Assignment: Each line below needs to be repeated precisely as it is.
*** Opening Record excerpts ***
PR #4129, opened 2022-10-14
spider: remove core spider checks

thc202:
The core checks are no longer needed.
Use the help key of the add-on.

Part of zaproxy/zaproxy#3113.


kingthorin (approved):
Thanks, I had intended to tackle this, but with my day going as it is this might be for the best.

thc202:
Updated a JavaDoc reference.

kingthorin (approved):

psiinon (approved):

PR #4136, opened 2022-10-16
requester: add support for persisting tabs in session database

Warxim:
Hello, I would like to add support for persisting Requester tabs in session database, so that we do not loose them every time we restart Zaproxy. 

Solution summary:
- Created table "REQUESTER_TAB" for persisting tabs.
- Added support for serializing Message data and storing them as JSON
- Created wrapper to handle persistance logic for ManualHttpRequestEditorPanel
- Refactored tabbed pane (and related classes) to make them more simple and easily integrable with persistence logic.


Warxim:
> You don't need to create a new pull request, just amend the existing commit and push. More details in https://github.com/zaproxy/zap-extensions/pull/4136/checks?check_run_id=8916226647

Oh, next time, thanks. (I also forgot to commit removed files, so I commited it again.)

PR #4139, opened 2022-10-17
requester: remove core extension checks

thc202:
The core extension checks are no longer needed, the features provided by the add-on should be added always as it's no longer targeting 2.11.
Tweak the changelog to no longer mention 2.11.


psiinon (approved):

ricekot (approved):
Thanks!

PR #4143, opened 2022-10-19
replacer: allow rules to apply to URLs

thc202:
Allow the rules to apply to specific URLs.

Fix zaproxy/zaproxy#4793.

### DIFF
--- a/addOns/replacer/src/main/javahelp/org/zaproxy/zap/extension/replacer/resources/help/contents/replacer.html
+++ b/addOns/replacer/src/main/javahelp/org/zaproxy/zap/extension/replacer/resources/help/contents/replacer.html
@@ -17,6 +17,10 @@ Each rule is defined by the following fields:
 <h3>Description</h3>
 A description that allows you to identify the rule.
 
+<h3>URL</h3>
+A regular expression to match the URL of the message, if empty the rule applies to all messages.<br>
+For example, allows to restrict the rules to certain domains when providing authentication credentials.
+
 <h3>Match Type</h3>
 May be one of:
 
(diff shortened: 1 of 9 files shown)


addOns/replacer/src/main/javahelp/org/zaproxy/zap/extension/replacer/resources/help/contents/replacer.html
```diff
@@ -17,6 +17,10 @@ <H1>Replacer</H1>
 <h3>Description</h3>
 A description that allows you to identify the rule.
 
+<h3>URL</h3>
+A regular expression to match the URL of the message, if empty the rule applies to all messages.<br>
+For example, allows to restrict the rules to certain domains when providing authentication credentials.
+
```
kingthorin, line 23: Not necessarily for this PR, but should we have an option to apply the rules to a Context? That way users wouldn't have to define the same regexes twice (potentially).

kingthorin (approved):

addOns/replacer/src/main/javahelp/org/zaproxy/zap/extension/replacer/resources/help/contents/replacer.html
thc202: That makes sense, could be similar to alert filters, which can be defined in the contexts themselves.

kingthorin: Ya exactly

psiinon (approved):

PR #4161, opened 2022-10-23
portscan: use network add-on for outgoing proxy

thc202:
Use the network add-on to obtain the outgoing proxy instead of core, the latter is deprecated.

### DIFF
--- a/addOns/portscan/portscan.gradle.kts
+++ b/addOns/portscan/portscan.gradle.kts
@@ -10,5 +10,19 @@ zapAddOn {
     manifest {
         author.set("ZAP Dev Team")
         url.set("https://www.zaproxy.org/docs/desktop/addons/port-scan/")
+
+        dependencies {
+            addOns {
+                register("network") {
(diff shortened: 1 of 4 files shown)


addOns/portscan/portscan.gradle.kts
```diff
@@ -10,5 +10,20 @@ zapAddOn {
...
+            }
+        }
     }
 }
+
+dependencies {
+    compileOnly(parent!!.childProjects.get("network")!!)
+
+    testImplementation(parent!!.childProjects.get("network")!!)
+    testImplementation(project(":testutils"))
```
kingthorin, line 28: It doesn't really matter, but any point adding these without some tests?

thc202: Copy/paste from other add-on, will remove.

thc202: Done.

kingthorin (approved):

ricekot (approved):
Thank you!

PR #4162, opened 2022-10-23
network: do not allow to dynamically unload

thc202:
The `HttpSender` implementation is used by core and other add-ons.


kingthorin (approved):
I assume this means it'll prompt to restart ZAP to upgrade the add-on?

thc202:
It will inform that needs to be restarted, not a prompt.

kingthorin:
Okay.

ricekot (approved):

PR #4174, opened 2022-10-25
network: handle client certs always

thc202:
Remove core client cert checks that provided compatibility with older core versions, the add-on is now targeting newer versions and should handle client certs always.


psiinon (approved):

kingthorin (approved):

kingthorin:
Now conflicting

PR #4197, opened 2022-10-28
spider: add API and Crowdin configuration

thc202:
Add configuration for Crowdin and for API client generation.
Add non-argument constructor to the `SpiderAPI` necessary for the API client generator.
Move the resource messages file to the directory required by the API client generator.


kingthorin (approved):

thc202:
I need to update the path in one of the tests.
*** Closing Record excerpts ***
Written answer:
PR #4129, opened 2022-10-14
spider: remove core spider checks

thc202:
The core checks are no longer needed.
Use the help key of the add-on.

Part of zaproxy/zaproxy#3113.


kingthorin (approved):
Thanks, I had intended to tackle this, but with my day going as it is this might be for the best.

thc202:
Updated a JavaDoc reference.

kingthorin (approved):

psiinon (approved):

PR #4136, opened 2022-10-16
requester: add support for persisting tabs in session database

Warxim:
Hello, I would like to add support for persisting Requester tabs in session database, so that we do not loose them every time we restart Zaproxy. 

Solution summary:
- Created table "REQUESTER_TAB" for persisting tabs.
- Added support for serializing Message data and storing them as JSON
- Created wrapper to handle persistance logic for ManualHttpRequestEditorPanel
- Refactored tabbed pane (and related classes) to make them more simple and easily integrable with persistence logic.


Warxim:
> You don't need to create a new pull request, just amend the existing commit and push. More details in https://github.com/zaproxy/zap-extensions/pull/4136/checks?check_run_id=8916226647

Oh, next time, thanks. (I also forgot to commit removed files, so I commited it again.)

PR #4139, opened 2022-10-17
requester: remove core extension checks

thc202:
The core extension checks are no longer needed, the features provided by the add-on should be added always as it's no longer targeting 2.11.
Tweak the changelog to no longer mention 2.11.


psiinon (approved):

ricekot (approved):
Thanks!

PR #4143, opened 2022-10-19
replacer: allow rules to apply to URLs

thc202:
Allow the rules to apply to specific URLs.

Fix zaproxy/zaproxy#4793.

### DIFF
--- a/addOns/replacer/src/main/javahelp/org/zaproxy/zap/extension/replacer/resources/help/contents/replacer.html
+++ b/addOns/replacer/src/main/javahelp/org/zaproxy/zap/extension/replacer/resources/help/contents/replacer.html
@@ -17,6 +17,10 @@ Each rule is defined by the following fields:
 <h3>Description</h3>
 A description that allows you to identify the rule.
 
+<h3>URL</h3>
+A regular expression to match the URL of the message, if empty the rule applies to all messages.<br>
+For example, allows to restrict the rules to certain domains when providing authentication credentials.
+
 <h3>Match Type</h3>
 May be one of:
 
(diff shortened: 1 of 9 files shown)


addOns/replacer/src/main/javahelp/org/zaproxy/zap/extension/replacer/resources/help/contents/replacer.html
```diff
@@ -17,6 +17,10 @@ <H1>Replacer</H1>
 <h3>Description</h3>
 A description that allows you to identify the rule.
 
+<h3>URL</h3>
+A regular expression to match the URL of the message, if empty the rule applies to all messages.<br>
+For example, allows to restrict the rules to certain domains when providing authentication credentials.
+
```
kingthorin, line 23: Not necessarily for this PR, but should we have an option to apply the rules to a Context? That way users wouldn't have to define the same regexes twice (potentially).

kingthorin (approved):

addOns/replacer/src/main/javahelp/org/zaproxy/zap/extension/replacer/resources/help/contents/replacer.html
thc202: That makes sense, could be similar to alert filters, which can be defined in the contexts themselves.

kingthorin: Ya exactly

psiinon (approved):

PR #4161, opened 2022-10-23
portscan: use network add-on for outgoing proxy

thc202:
Use the network add-on to obtain the outgoing proxy instead of core, the latter is deprecated.

### DIFF
--- a/addOns/portscan/portscan.gradle.kts
+++ b/addOns/portscan/portscan.gradle.kts
@@ -10,5 +10,19 @@ zapAddOn {
     manifest {
         author.set("ZAP Dev Team")
         url.set("https://www.zaproxy.org/docs/desktop/addons/port-scan/")
+
+        dependencies {
+            addOns {
+                register("network") {
(diff shortened: 1 of 4 files shown)


addOns/portscan/portscan.gradle.kts
```diff
@@ -10,5 +10,20 @@ zapAddOn {
...
+            }
+        }
     }
 }
+
+dependencies {
+    compileOnly(parent!!.childProjects.get("network")!!)
+
+    testImplementation(parent!!.childProjects.get("network")!!)
+    testImplementation(project(":testutils"))
```
kingthorin, line 28: It doesn't really matter, but any point adding these without some tests?

thc202: Copy/paste from other add-on, will remove.

thc202: Done.

kingthorin (approved):

ricekot (approved):
Thank you!

PR #4162, opened 2022-10-23
network: do not allow to dynamically unload

thc202:
The `HttpSender` implementation is used by core and other add-ons.


kingthorin (approved):
I assume this means it'll prompt to restart ZAP to upgrade the add-on?

thc202:
It will inform that needs to be restarted, not a prompt.

kingthorin:
Okay.

ricekot (approved):

PR #4174, opened 2022-10-25
network: handle client certs always

thc202:
Remove core client cert checks that provided compatibility with older core versions, the add-on is now targeting newer versions and should handle client certs always.


psiinon (approved):

kingthorin (approved):

kingthorin:
Now conflicting

PR #4197, opened 2022-10-28
spider: add API and Crowdin configuration

thc202:
Add configuration for Crowdin and for API client generation.
Add non-argument constructor to the `SpiderAPI` necessary for the API client generator.
Move the resource messages file to the directory required by the API client generator.


kingthorin (approved):

thc202:
I need to update the path in one of the tests.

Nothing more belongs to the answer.